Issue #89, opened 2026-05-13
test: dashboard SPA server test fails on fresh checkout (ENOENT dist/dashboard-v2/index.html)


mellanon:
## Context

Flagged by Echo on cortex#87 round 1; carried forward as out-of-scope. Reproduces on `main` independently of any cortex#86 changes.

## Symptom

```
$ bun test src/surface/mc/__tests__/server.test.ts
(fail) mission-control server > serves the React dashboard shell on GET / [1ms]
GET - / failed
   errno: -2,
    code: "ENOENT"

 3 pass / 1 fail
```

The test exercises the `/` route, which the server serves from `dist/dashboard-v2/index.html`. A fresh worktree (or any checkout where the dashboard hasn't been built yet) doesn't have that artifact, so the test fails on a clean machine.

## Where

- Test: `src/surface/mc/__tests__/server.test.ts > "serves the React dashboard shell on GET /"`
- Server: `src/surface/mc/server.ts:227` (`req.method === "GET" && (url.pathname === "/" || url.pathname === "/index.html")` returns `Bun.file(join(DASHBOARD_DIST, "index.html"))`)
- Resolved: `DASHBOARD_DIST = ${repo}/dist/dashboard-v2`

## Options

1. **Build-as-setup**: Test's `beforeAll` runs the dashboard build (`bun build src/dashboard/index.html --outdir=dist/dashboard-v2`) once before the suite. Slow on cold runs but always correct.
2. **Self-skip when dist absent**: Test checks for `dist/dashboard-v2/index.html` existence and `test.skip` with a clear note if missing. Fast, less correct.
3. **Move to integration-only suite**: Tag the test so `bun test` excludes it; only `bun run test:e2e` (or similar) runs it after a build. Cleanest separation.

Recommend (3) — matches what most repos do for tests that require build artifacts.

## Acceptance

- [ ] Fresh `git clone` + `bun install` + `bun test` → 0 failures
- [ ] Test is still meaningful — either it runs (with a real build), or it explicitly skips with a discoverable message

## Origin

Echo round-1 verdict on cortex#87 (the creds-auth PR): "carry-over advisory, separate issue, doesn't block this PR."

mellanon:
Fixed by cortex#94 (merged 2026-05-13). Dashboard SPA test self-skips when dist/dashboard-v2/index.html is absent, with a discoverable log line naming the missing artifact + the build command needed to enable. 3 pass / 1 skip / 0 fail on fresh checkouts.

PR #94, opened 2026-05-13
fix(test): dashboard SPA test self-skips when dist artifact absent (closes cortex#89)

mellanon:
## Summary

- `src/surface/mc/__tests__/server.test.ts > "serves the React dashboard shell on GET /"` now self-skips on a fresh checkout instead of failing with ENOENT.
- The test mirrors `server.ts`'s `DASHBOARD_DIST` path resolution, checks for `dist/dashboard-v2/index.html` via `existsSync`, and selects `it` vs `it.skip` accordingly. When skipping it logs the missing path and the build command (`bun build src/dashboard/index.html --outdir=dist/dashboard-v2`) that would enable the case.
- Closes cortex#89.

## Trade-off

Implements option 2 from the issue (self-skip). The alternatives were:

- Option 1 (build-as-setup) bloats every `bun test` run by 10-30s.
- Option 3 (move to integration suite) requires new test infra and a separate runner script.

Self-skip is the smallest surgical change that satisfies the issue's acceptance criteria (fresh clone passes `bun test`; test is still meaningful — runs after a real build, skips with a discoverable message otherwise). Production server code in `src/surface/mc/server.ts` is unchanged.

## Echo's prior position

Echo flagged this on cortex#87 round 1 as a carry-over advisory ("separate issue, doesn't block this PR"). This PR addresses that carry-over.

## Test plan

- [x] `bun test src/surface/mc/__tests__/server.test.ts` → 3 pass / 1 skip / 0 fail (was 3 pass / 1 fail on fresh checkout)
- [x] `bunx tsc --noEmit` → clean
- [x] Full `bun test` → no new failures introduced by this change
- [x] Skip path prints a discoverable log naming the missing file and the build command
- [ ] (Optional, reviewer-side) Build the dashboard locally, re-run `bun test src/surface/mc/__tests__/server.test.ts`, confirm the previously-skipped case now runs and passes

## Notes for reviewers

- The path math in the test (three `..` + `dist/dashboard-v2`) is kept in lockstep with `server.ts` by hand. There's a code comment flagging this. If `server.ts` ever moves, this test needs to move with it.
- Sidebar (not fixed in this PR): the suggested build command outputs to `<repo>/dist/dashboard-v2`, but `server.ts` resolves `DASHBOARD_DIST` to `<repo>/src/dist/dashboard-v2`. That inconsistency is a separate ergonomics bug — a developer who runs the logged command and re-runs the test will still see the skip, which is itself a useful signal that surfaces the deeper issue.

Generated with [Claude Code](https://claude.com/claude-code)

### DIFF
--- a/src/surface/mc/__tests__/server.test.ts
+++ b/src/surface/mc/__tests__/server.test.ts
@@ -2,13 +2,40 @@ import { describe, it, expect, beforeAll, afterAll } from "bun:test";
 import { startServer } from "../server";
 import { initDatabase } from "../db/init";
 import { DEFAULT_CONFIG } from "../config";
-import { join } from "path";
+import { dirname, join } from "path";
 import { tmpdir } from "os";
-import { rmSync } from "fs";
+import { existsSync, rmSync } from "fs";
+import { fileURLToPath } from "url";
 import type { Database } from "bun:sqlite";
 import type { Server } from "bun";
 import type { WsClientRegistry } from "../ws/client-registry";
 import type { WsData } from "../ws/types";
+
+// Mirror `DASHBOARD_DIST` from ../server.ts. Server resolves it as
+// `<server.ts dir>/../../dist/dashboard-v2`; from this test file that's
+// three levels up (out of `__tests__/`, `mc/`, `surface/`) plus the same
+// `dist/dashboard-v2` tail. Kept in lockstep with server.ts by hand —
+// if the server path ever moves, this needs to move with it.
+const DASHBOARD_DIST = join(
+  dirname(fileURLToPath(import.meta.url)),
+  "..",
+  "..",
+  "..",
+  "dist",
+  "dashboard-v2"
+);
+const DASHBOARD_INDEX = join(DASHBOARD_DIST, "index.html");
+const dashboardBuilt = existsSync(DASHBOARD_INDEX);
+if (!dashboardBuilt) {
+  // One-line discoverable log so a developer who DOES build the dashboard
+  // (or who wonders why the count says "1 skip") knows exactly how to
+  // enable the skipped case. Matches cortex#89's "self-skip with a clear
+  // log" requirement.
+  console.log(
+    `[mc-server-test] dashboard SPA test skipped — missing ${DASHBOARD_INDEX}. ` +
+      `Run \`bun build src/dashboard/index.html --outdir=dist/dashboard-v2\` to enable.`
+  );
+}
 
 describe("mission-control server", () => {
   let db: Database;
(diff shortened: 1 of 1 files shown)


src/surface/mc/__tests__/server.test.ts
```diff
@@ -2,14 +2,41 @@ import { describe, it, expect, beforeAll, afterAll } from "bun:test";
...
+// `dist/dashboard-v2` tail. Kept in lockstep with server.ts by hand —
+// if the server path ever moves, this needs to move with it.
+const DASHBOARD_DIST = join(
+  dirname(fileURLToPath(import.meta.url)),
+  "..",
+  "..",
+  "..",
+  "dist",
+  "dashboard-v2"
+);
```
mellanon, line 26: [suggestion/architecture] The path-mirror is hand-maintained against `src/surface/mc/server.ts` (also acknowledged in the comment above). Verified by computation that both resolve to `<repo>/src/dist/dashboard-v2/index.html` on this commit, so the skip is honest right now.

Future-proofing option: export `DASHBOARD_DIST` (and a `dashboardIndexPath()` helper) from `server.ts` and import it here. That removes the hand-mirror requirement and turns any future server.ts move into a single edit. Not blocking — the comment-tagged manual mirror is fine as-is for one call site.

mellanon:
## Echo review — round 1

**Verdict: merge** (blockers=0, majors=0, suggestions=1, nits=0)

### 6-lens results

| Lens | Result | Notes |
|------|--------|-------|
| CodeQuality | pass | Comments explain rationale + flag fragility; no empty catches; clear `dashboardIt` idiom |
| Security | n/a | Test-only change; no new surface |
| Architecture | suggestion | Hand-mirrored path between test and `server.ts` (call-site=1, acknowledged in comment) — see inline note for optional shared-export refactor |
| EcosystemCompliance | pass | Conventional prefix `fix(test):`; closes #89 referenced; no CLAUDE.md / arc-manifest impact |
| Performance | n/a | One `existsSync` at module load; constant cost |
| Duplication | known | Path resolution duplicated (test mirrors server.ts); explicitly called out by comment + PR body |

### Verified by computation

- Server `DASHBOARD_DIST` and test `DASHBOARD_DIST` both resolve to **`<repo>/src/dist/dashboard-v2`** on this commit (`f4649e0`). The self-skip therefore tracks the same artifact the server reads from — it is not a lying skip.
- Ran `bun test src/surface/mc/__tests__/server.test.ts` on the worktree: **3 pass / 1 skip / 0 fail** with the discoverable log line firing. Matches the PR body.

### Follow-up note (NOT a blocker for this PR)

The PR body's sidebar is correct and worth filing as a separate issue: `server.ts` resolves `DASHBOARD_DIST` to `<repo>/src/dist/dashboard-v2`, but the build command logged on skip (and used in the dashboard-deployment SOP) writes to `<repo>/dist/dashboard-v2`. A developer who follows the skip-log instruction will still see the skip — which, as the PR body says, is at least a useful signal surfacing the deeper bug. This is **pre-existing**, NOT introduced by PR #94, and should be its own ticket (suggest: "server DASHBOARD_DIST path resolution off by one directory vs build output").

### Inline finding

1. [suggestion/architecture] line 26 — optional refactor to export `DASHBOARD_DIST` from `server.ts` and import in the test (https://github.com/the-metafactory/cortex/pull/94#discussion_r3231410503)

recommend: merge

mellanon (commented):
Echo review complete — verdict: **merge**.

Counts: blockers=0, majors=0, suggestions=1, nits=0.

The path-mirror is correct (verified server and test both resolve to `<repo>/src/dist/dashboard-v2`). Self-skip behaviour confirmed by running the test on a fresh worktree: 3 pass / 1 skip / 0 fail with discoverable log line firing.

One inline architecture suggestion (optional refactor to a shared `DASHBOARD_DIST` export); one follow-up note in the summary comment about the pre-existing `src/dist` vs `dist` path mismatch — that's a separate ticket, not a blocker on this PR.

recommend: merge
== == ==
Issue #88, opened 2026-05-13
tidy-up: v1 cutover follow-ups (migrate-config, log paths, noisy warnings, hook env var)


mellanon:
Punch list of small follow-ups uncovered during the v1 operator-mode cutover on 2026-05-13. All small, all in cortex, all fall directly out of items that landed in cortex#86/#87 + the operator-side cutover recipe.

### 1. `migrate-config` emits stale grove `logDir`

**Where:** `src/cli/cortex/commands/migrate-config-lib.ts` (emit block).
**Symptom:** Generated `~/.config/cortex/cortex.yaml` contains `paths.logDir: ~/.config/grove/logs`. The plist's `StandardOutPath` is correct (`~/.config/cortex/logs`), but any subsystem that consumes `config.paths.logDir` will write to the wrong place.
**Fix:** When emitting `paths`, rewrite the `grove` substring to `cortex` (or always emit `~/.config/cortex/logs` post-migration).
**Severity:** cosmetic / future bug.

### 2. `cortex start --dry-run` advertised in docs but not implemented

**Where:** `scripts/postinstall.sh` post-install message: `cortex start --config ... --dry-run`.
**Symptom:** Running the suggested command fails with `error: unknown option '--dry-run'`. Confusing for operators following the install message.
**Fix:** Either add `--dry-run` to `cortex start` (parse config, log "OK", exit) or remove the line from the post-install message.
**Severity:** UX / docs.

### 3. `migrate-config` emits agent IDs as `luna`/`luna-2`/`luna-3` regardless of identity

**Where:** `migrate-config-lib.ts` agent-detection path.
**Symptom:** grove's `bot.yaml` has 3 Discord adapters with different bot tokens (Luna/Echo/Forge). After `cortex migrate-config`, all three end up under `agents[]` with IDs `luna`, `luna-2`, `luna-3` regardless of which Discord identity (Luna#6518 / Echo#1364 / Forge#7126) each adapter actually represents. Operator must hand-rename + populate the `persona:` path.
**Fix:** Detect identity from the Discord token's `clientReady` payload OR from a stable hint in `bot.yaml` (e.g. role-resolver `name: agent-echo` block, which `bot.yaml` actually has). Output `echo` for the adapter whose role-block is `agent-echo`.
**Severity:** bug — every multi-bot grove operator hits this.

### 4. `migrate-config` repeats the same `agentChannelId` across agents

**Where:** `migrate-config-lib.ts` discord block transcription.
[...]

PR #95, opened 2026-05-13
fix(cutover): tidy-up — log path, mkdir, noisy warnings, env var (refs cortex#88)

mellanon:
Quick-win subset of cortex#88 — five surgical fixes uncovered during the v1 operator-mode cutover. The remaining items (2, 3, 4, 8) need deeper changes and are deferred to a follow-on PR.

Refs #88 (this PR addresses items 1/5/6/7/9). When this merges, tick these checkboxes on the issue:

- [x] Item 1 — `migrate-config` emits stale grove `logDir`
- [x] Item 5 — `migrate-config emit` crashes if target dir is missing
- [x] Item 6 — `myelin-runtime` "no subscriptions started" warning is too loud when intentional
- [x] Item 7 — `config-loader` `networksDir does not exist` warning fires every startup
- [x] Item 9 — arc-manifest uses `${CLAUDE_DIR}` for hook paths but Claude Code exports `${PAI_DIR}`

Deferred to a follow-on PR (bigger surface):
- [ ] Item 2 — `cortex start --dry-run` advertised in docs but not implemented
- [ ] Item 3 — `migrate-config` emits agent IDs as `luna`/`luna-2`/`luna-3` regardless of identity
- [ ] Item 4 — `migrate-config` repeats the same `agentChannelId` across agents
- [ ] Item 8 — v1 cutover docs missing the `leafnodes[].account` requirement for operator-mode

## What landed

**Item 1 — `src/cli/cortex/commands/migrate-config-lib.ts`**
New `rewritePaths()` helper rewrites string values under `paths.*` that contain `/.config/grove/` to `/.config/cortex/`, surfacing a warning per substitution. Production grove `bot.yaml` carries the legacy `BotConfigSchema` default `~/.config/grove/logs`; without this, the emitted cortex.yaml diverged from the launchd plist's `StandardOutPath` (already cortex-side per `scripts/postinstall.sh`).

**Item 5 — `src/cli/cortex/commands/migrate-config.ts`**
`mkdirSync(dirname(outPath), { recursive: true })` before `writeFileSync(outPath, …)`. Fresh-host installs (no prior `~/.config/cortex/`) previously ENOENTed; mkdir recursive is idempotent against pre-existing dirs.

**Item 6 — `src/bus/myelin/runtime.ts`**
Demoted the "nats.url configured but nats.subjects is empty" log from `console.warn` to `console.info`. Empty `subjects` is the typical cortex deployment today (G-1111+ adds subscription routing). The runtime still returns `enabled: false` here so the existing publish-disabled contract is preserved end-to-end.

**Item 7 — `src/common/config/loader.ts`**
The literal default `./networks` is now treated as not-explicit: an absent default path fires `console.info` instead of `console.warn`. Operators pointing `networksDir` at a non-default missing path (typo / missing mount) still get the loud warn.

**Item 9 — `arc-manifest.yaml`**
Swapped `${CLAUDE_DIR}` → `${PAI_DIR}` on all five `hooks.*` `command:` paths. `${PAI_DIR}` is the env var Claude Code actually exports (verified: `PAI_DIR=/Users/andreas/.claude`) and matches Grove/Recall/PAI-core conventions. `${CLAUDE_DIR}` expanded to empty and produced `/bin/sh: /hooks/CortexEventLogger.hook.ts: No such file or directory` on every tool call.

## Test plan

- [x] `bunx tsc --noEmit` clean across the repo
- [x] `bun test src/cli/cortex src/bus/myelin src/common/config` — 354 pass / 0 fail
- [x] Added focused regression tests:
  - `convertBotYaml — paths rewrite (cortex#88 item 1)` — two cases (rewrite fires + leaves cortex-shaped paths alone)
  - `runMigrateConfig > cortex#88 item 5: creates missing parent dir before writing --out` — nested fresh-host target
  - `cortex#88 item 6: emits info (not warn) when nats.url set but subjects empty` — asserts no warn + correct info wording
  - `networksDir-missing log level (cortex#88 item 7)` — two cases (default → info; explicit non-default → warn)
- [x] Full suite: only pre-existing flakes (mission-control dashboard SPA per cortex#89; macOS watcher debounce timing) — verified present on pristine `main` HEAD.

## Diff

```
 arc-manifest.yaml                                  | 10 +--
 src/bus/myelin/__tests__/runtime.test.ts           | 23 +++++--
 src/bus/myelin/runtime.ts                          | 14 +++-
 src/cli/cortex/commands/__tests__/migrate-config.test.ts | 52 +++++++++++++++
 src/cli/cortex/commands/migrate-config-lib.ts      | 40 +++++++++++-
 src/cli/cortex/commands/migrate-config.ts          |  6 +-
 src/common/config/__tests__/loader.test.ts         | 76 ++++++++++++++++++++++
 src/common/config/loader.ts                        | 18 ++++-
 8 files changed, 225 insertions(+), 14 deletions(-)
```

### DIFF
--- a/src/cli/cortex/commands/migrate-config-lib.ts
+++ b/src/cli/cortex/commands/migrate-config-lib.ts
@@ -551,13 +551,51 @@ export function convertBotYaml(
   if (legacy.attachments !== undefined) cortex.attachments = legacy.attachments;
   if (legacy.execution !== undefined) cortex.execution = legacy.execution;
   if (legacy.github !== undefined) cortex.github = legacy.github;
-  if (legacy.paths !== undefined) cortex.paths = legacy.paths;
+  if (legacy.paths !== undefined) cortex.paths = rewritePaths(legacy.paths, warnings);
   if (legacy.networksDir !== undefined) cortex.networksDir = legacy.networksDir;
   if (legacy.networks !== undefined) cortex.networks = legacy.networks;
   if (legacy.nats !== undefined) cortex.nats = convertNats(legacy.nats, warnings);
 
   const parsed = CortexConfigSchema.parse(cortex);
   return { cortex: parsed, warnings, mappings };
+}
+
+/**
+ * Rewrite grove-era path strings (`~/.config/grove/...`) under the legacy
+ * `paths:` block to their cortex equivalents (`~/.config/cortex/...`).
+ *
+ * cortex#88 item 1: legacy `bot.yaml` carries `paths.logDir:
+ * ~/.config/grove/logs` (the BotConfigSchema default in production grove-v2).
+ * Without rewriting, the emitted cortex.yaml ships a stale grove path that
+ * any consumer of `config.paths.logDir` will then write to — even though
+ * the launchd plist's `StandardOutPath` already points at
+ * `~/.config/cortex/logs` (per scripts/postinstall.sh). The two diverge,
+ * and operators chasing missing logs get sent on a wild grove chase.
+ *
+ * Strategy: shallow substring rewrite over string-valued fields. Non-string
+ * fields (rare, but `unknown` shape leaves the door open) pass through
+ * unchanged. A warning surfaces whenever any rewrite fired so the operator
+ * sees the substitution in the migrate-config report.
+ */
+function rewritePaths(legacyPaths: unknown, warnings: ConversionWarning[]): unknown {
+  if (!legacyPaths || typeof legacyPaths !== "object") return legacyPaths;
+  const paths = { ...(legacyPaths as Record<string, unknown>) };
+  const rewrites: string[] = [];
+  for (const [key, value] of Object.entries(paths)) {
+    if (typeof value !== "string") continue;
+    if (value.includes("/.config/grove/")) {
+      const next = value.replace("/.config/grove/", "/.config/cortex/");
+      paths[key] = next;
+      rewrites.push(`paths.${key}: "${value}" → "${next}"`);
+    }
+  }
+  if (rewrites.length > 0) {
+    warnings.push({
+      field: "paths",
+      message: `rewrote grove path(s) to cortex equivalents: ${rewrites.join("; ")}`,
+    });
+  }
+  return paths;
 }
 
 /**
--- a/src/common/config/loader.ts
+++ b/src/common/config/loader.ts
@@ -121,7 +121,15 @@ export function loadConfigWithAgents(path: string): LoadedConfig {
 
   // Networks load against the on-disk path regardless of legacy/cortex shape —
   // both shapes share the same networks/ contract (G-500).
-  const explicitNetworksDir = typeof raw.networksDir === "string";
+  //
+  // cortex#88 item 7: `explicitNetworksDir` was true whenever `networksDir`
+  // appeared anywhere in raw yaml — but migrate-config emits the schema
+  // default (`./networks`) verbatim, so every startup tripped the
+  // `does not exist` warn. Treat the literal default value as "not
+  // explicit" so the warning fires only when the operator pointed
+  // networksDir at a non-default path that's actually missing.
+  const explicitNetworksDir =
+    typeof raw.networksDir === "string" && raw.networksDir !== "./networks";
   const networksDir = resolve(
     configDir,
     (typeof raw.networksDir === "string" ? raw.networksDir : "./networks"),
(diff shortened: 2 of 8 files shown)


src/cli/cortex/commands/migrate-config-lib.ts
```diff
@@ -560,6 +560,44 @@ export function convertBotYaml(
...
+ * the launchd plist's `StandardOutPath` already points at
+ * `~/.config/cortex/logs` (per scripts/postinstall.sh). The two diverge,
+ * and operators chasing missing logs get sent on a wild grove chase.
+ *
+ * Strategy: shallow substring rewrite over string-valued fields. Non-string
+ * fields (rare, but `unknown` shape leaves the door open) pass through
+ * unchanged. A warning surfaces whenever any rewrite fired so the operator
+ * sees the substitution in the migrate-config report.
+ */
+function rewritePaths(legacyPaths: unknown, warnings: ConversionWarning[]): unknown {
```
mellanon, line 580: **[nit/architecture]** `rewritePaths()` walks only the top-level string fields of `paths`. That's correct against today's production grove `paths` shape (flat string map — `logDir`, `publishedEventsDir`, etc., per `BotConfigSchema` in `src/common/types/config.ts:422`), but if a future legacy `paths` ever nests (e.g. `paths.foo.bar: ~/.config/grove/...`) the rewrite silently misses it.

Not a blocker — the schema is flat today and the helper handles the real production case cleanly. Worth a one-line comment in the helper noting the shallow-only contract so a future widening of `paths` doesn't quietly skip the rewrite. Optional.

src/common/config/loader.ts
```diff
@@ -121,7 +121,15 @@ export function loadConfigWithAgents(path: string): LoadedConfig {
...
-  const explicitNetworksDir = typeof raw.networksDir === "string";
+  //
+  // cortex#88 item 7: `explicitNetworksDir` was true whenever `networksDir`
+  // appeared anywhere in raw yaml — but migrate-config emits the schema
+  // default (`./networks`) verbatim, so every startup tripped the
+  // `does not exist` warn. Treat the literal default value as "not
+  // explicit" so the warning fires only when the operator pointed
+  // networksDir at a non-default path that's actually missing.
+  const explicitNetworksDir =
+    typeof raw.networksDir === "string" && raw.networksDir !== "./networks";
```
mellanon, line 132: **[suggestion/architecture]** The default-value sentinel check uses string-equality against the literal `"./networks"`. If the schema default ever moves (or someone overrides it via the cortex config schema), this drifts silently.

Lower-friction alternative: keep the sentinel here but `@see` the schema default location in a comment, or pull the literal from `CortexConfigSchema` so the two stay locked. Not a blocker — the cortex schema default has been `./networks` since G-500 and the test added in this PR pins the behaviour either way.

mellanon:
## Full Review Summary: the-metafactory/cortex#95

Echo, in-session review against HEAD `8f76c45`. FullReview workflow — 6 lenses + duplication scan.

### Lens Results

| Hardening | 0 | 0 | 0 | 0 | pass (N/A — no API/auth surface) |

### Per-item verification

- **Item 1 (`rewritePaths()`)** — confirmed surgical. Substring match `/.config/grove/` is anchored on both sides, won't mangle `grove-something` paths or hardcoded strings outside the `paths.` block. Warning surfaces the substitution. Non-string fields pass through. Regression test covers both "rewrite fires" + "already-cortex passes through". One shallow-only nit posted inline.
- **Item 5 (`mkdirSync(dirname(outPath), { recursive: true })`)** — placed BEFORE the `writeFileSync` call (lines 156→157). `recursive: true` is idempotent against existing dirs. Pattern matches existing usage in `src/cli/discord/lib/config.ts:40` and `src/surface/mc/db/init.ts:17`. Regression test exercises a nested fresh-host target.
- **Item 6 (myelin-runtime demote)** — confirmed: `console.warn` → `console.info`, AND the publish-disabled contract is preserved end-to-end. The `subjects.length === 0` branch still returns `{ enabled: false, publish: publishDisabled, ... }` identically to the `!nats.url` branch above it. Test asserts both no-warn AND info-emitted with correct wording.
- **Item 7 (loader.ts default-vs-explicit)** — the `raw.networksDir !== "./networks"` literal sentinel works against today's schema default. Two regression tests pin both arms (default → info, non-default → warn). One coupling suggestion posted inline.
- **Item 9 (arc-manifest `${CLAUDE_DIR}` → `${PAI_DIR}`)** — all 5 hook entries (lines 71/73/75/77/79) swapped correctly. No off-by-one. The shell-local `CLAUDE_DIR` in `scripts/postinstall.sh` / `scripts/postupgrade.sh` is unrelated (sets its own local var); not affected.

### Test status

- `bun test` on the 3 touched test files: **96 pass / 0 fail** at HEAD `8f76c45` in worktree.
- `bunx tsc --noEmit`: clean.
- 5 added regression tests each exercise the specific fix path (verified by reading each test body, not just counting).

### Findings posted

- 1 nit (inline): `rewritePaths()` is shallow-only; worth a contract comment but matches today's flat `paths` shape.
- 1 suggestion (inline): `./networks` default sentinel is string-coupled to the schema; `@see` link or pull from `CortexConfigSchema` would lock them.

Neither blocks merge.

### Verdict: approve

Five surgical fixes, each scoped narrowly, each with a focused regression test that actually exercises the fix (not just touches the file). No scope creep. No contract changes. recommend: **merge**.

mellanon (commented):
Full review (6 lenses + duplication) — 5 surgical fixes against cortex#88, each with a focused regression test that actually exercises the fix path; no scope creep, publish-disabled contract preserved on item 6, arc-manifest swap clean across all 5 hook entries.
== == ==
• [About this exercise]: Copy each line of the listing that includes "mirrors".

• [Result below]:
- The test mirrors `server.ts`'s `DASHBOARD_DIST` path resolution, checks for `dist/dashboard-v2/index.html` via `existsSync`, and selects `it` vs `it.skip` accordingly. When skipping it logs the missing path and the build command (`bun build src/dashboard/index.html --outdir=dist/dashboard-v2`) that would enable the case.
| Duplication | known | Path resolution duplicated (test mirrors server.ts); explicitly called out by comment + PR body |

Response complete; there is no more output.